"Ela veio convosco" é brincadeira recorrente. Vieram os primeiros nevões "a sério" e se apanhamos algumas estações abertas, outras vemos ainda nos preparativos, a aproveitar a boleia da neve fresca. No meio de alguma apreensão. Afinal, a "ponte da Constituição", no início de Dezembro, costuma representar 10, 20 por cento da temporada, ouvimos nas estações visitadas, e essa foi perdida por quase todas - e há a crise que também se nota na flexibilidade inaudita dos pacotes apresentados pelas estações e nos preços quase intocados relativamente a anos anteriores. É nisso que também se pensa na montanha, enquanto esta se transforma num gigantesco parque de desportos de Inverno que vive entre as pistas e o aprés-ski, entre o bulício e o bucolismo.
Território românico
A nossa porta de entrada catalã é Barcelona, mas o que importa é a porta de entrada nos Pirenéus: a nossa é Erill la Vall, povoação minúscula de pedra, madeira e umas poucas ruas. Passam dois turistas, mochilas nas costas e guias nas mãos, e chega a neve prometida - por enquanto, fiapos ligeiros.
Em volta, os picos nevados, moldura ideal para a fotografia obrigatória do ex-líbris do sítio: a igreja românica de Santa Eulália, torre esguia e pequeno cemitério adjacente. Passamos-lhe ao lado, para entrar no templo, para uma nave reduzida e de simplicidade extrema onde sobressai, no altar, um conjunto a compor uma Descida da Cruz, uma cópia; vemos as figuras cor de madeira, as originais eram pintadas. Não só as imagens eram pintadas, as próprias paredes o eram, explica-nos a guia - o ascetismo românico que chegou até nós é ilusório: o tempo despiu grande parte dos monumentos dos seus murais e estatuária.

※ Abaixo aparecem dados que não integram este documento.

PR #1063, opened 2026-04-28
feat: Start split of Distributional EM

jstoobysmith:
Added a Basic.lean file for Distributional EM with the idea that a future PR will move the distribution stuff to this file (I would add a TODO item here, however waiting for #1062). I'm hoping that this doc-string will help clarify what distributional EM is, and how e.g. the integral forms fit in.

### DIFF
--- a/Physlib/Electromagnetism/Distributional/Basic.lean
+++ b/Physlib/Electromagnetism/Distributional/Basic.lean
@@ -76,10 +76,11 @@ through `S` itself is not directly accessible in the framework, since a perfectl
 it can be recovered as a limit of weighted fluxes over progressively sharper test functions.
 
 In this setting, Gauss's law states precisely that the flux with weighting
-`φ` equals the charge measured with the same weighting `φ`. Notionally this is
-`- ∫ E x · ∇ φ x dx = ∫ ρ x φ x dx`.
+`φ` equals the charge measured with the same weighting `φ` (with
+an additional factor of `1/ε₀`). Notionally this is
+`- ∫ E x · ∇ φ x dx = ∫ ρ x φ x dx / ε₀`.
 In the distributional setting, this 'integral' form of Gauss's law
-is exactly equivalent to the differential form `∇ · E = ρ`,
+is exactly equivalent to the differential form `∇ · E = ρ / ε₀`,
 due to the way derivatives are defined by integration by parts.
 
 -/
--- a/Physlib/Electromagnetism/Distributional/Basic.lean
+++ b/Physlib/Electromagnetism/Distributional/Basic.lean
@@ -13,74 +13,89 @@ public import Physlib.Mathematics.VariationalCalculus.HasVarAdjDeriv
 
 ## i. Overview
 
-In electromagnetism, charge and current distributions are often idealised as objects that
-are not smooth functions: point particles, infinitely thin wires, charged surfaces, and so on.
-A point charge, for example, is conventionally written as `ρ(x) = q δ³(x - x₀)`, where `δ³`
-is the Dirac delta. These idealisations are not functions in the usual sense, and cannot be
-described within a formulation of electromagnetism that only allows smooth functions, because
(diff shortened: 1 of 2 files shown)


Physlib/Electromagnetism/Distributional/Basic.lean
```diff
@@ -0,0 +1,86 @@
...
+
+# Distributional Electromagnetic Potential
+
+## i. Overview
+
+In electromagnetism, charge and current distributions are often idealised as objects that
+are not smooth functions: point particles, infinitely thin wires, charged surfaces, and so on.
+A point charge, for example, is conventionally written as `ρ(x) = q δ³(x - x₀)`, where `δ³`
+is the Dirac delta. These idealisations are not functions in the usual sense, and cannot be
+described within a formulation of electromagnetism that only allows smooth functions, because
```
zhikaip: I think "Cannot be described within a formulation of electromagnetism that only allows smooth functions" is too strong, I do want to build smooth version on the punctured space (which links to this), and this shouldn't be the only formulation in Physlib which forces us to always carry distributions around

zhikaip: maybe be a bit explicit, something like "the fields of singular sources can be treated classically on the appropriate punctured domain, but the sources themselves and the differential form of Maxwell's equations including the singularity require distributions."

Physlib/Electromagnetism/Distributional/Basic.lean
```diff
@@ -0,0 +1,86 @@
...
+some smooth sensitivity profile. The idealised pointwise value is then replaced by the
+weighted average `∫ f(x) φ(x) dx`, and a "field" is identified with the rule `φ ↦ ∫ f φ dx`
+that sends each test function to a number.
+
+When the test functions are taken to be `Schwartz maps` (smooth functions which, together
+with all their derivatives, decay faster than any polynomial at infinity), the resulting
+mathematical object is called a tempered distribution. Fields and charge or current
+distributions are then specified by their action on test functions rather than by their
+pointwise values. Ordinary smooth functions `f` still fit into this framework via the rule
+`φ ↦ ∫ f φ dx`, but the framework is strictly larger: it also accommodates point particles,
```
zhikaip: "the framework is strictly larger" is too strong as well, maybe some thing like "the framework accommodates objects that smooth functions cannot represent (point particles, surface charges, derivatives of step functions), at the cost of giving up pointwise values and pointwise products."

Physlib/Electromagnetism/Distributional/Basic.lean
```diff
@@ -0,0 +1,86 @@
...
+even when the sources are singular.
+
+Because pointwise values are no longer available, some constructions from classical
+electromagnetism cease to be well defined in the distributional setting. The Lagrangian
+density `ℒ = - Aᵤ Jᵘ - ¼ Fᵤᵥ Fᵘᵛ` is one such example: it relies on pointwise products of
+distributions (such as `A` with `J`, or `F` with itself), and in general the product of two
+distributions is not defined. For a point charge, for instance, both `A` and `J` are singular
+at the location of the charge, and their product has no distributional meaning.
+
+Other constructions must be reformulated rather than abandoned. The flux of `E` out of a
```
zhikaip: this section may be we can leave it for now, but I'd hope that after things are more fleshed out we can rewrite it to show how the distributional pairing relates to the functional API

zhikaip (commented):
I think the framing should be that Distributions are "necessary", but not necessarily "better". it is needed to handles things properly but we shouldn't rely on it to do everything. (I'll keep looking for a way to do EM stuff the "engineering" or "undergraduate" way and hope we meet somewhere in the middle)

jstoobysmith:
@zhikaip Tried to rewrite to incorporate your comments here and other thoughts.

jstoobysmith:
@zhikaip  Maybe we should also write something explicit here "This is one formalization of Electromagnetism, and there are others which suite other needs. These will also appear in Physlib."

Vamos ver alguns exemplares restaurados. Estamos em região privilegiada, ou não fossem os Pirenéus uma espécie de santuário do românico. E Eril la Vall não foi a nossa primeira paragem à toa: aqui encontramos, mesmo ao lado da igreja, o Centro do Românico de Vall de Boí - e este não é um centro qualquer, de um vale qualquer. Vall de Boí, recanto remoto de L'Alta Ribargoça, é um território a abraçar Património Mundial da UNESCO: nove igrejas românicas foram classificadas em 2000. Porque são um "paradigma" da arte românica catalã.
Alinhadas com Santa Eulália estão Sant Climent de Taüll e Sant Joan de Boí - os campanários serviam de torres de comunicação (e de vigilância). As curvas e contracurvas no caminho fazem parecer maior a distância: Sant Climent é a mais relevante das igrejas de Vall de Boí - pelo tamanho (impressiona a sua torre sineira: escadas íngremes unem seis pisos, cada qual com janelas arcadas e vistas deslumbrantes), pela conservação, pela grandeza arquitectónica das suas três naves com abside.

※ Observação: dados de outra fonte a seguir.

PR #1257, opened 2026-06-24
refactor(TimeAndSpace): golf time_integral_iteratedFDeriv_apply proof

yidiq7:
## Summary

Golfs the proof of `Space.time_integral_iteratedFDeriv_apply` in
`Physlib/SpaceAndTime/TimeAndSpace/ConstantTimeDist.lean`.

Only the tactic block of this single lemma is changed; its statement
(name, binders, type) is byte-for-byte identical.

## What was wrong

The original proof closed five differentiability side-goals (across the
two nested inductions) with five near-identical copies of the same
8–10 line boilerplate block:

```lean
apply Differentiable.differentiableAt
apply ContDiff.differentiable_iteratedFDeriv (n := (n + 1 : ℕ))
refine Nat.cast_lt.mpr ?_
simp only [lt_add_iff_pos_right, zero_lt_one]
have hη := η.smooth'
apply ContDiff.comp
· exact hη.of_le (by exact ENat.LEInfty.out)
· fun_prop
```

All five goals are instances of just two facts:

* `Differentiable ℝ (iteratedFDeriv ℝ m ⇑η)`, and
* `Differentiable ℝ (iteratedFDeriv ℝ m (fun x => η (t, x)))`,

with the third/fifth occurrences only differing by post-composition
with `fun x => (t, x)`.

## How it was golfed

* **Length / structure:** the two facts are factored out once at the top
  of the proof as `∀ m`-quantified helper `have`s (`hη_diff`,
  `hη_diff'`). Because they are quantified over the iterated-derivative
  order `m` and depend only on the fixed parameter `η`, they survive both
  `induction n` blocks and can be reused in every occurrence. Each of the
  five repeated blocks collapses to a single `exact … .differentiableAt`
  (using `Differentiable.fun_comp` for the two composed goals). Net change:
  **16 insertions, 44 deletions (−28 lines)**, and the deduplication makes
  the recursion structure of the proof much easier to read.
* **Speed:** each occurrence no longer re-runs `apply ContDiff.comp`
  (which relied on higher-order unification of `⇑η` against `?g ∘ ?f`) nor
  the per-site `simp only`. The `ContDiff.differentiable_iteratedFDeriv`
  premise is discharged directly via `η.smooth'.of_le …` (and one
  `.comp (by fun_prop)` for the composed case), avoiding the redundant
  unification work.

## Verification

* `lake build Physlib.SpaceAndTime.TimeAndSpace.ConstantTimeDist` succeeds
  with no errors or warnings.
* No `sorry`; `#print axioms` for the lemma reports only the standard
  `propext`, `Classical.choice`, `Quot.sound` (no new axioms).


jstoobysmith (approved):
Approved - thanks. Will merge now. 

ready-to-merge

O seu interior revela-nos uma Idade Média mais "real" com a austeridade da pedra coberta de frescos, alguns originais, quase todos cópias - os "verdadeiros" foram retirados das igrejas na campanha de preservação (e "redescobrimento") de 1919 a 1923, quando se percebeu que estavam a ser vendidos, e agora estão em museus -, mas está preenchido com uma ausência, o célebre Cristo Pancreator, considerado uma das obras-primas do românico está no Museu Nacional de Arte da Catalunha.